(For other notation see Notation for the Special Functions.)

The main functions treated in this chapter are the Bessel functions $J_{\nu }\left(z\right)$, $Y_{\nu }\left(z\right)$; Hankel functions $H_{\nu }^{(1)}\left(z\right)$, $H_{\nu }^{(2)}\left(z\right)$; modified Bessel functions $I_{\nu }\left(z\right)$, $K_{\nu }\left(z\right)$; spherical Bessel functions ${𝗃}_n\left(z\right)$, ${𝗒}_n\left(z\right)$, ${𝗁}_n^{(1)}\left(z\right)$, ${𝗁}_n^{(2)}\left(z\right)$; modified spherical Bessel functions ${𝗂}_n^{(1)}\left(z\right)$, ${𝗂}_n^{(2)}\left(z\right)$, ${𝗄}_n\left(z\right)$; Kelvin functions ${\mathrm{ber}}_{\nu }\left(x\right)$, ${\mathrm{bei}}_{\nu }\left(x\right)$, ${\ker }_{\nu }\left(x\right)$, ${\mathrm{kei}}_{\nu }\left(x\right)$. For the spherical Bessel functions and modified spherical Bessel functions the order $n$ is a nonnegative integer.

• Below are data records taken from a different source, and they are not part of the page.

PR #3291, opened 2024-08-05
guides: Add profile_blockio

mqasimsarfraz:
Add guide for profile_blockio

### DIFF
--- a/gadgets/profile_blockio/README.mdx
+++ b/gadgets/profile_blockio/README.mdx
@@ -1,0 +1,247 @@
+---
+title: profile_blockio
+---
+
+import Tabs from '@theme/Tabs';
+import TabItem from '@theme/TabItem';
+
+# profile_blockio
+
+The `profile_blockio` gadget gathers information about the usage of the
+block device I/O (disk I/O), generating a histogram distribution of I/O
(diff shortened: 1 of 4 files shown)


gadgets/profile_blockio/README.mdx
```diff
@@ -0,0 +1,210 @@
...
+        ```
+
+        Now, let's increase the I/O operations using the stress tool:
+
+        ```bash
+        # Start by creating our testing namespace
+        $ kubectl create ns test-biolatency
+
+        # Run stress with 1 worker that will generate I/O operations
+        $ kubectl run --restart=Never --image=polinux/stress stress-io -n test-biolatency -- stress --io 1
```
burak-ok, line 102: Shouln't we use `-hdd` instead?
```suggestion
        $ kubectl run --restart=Never --image=polinux/stress stress-io -n test-biolatency -- stress --hdd 1
```

mqasimsarfraz: This is coming from: https://github.com/inspektor-gadget/inspektor-gadget/blob/main/docs/builtin-gadgets/profile/block-io.md . I will prefer to keep it as it is for now and can improve it follow up PR?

For the other functions when the order $\nu$ is replaced by $n$, it can be any integer. For the Kelvin functions the order $\nu$ is always assumed to be real.

A common alternative notation for $Y_{\nu }\left(z\right)$ is $N_{\nu }(z)$. Other notations that have been used are as follows.

Abramowitz and Stegun (1964): $j_n(z)$, $y_n(z)$, $h_n^{(1)}(z)$, $h_n^{(2)}(z)$, for ${𝗃}_n\left(z\right)$, ${𝗒}_n\left(z\right)$, ${𝗁}_n^{(1)}\left(z\right)$, ${𝗁}_n^{(2)}\left(z\right)$, respectively, when $n\ge 0$.

Jeffreys and Jeffreys (1956): ${\mathrm{Hs}}_{\nu }(z)$ for $H_{\nu }^{(1)}\left(z\right)$, ${\mathrm{Hi}}_{\nu }(z)$ for $H_{\nu }^{(2)}\left(z\right)$, ${\mathrm{Kh}}_{\nu }(z)$ for $(2/\pi )K_{\nu }\left(z\right)$.

Whittaker and Watson (1927): $K_{\nu }\left(z\right)$ for $\cos \left(\nu \pi \right)K_{\nu }\left(z\right)$.

For older notations see British Association for the Advancement of Science (1937, pp. xix–xx) and Watson (1944, Chapters 1–3).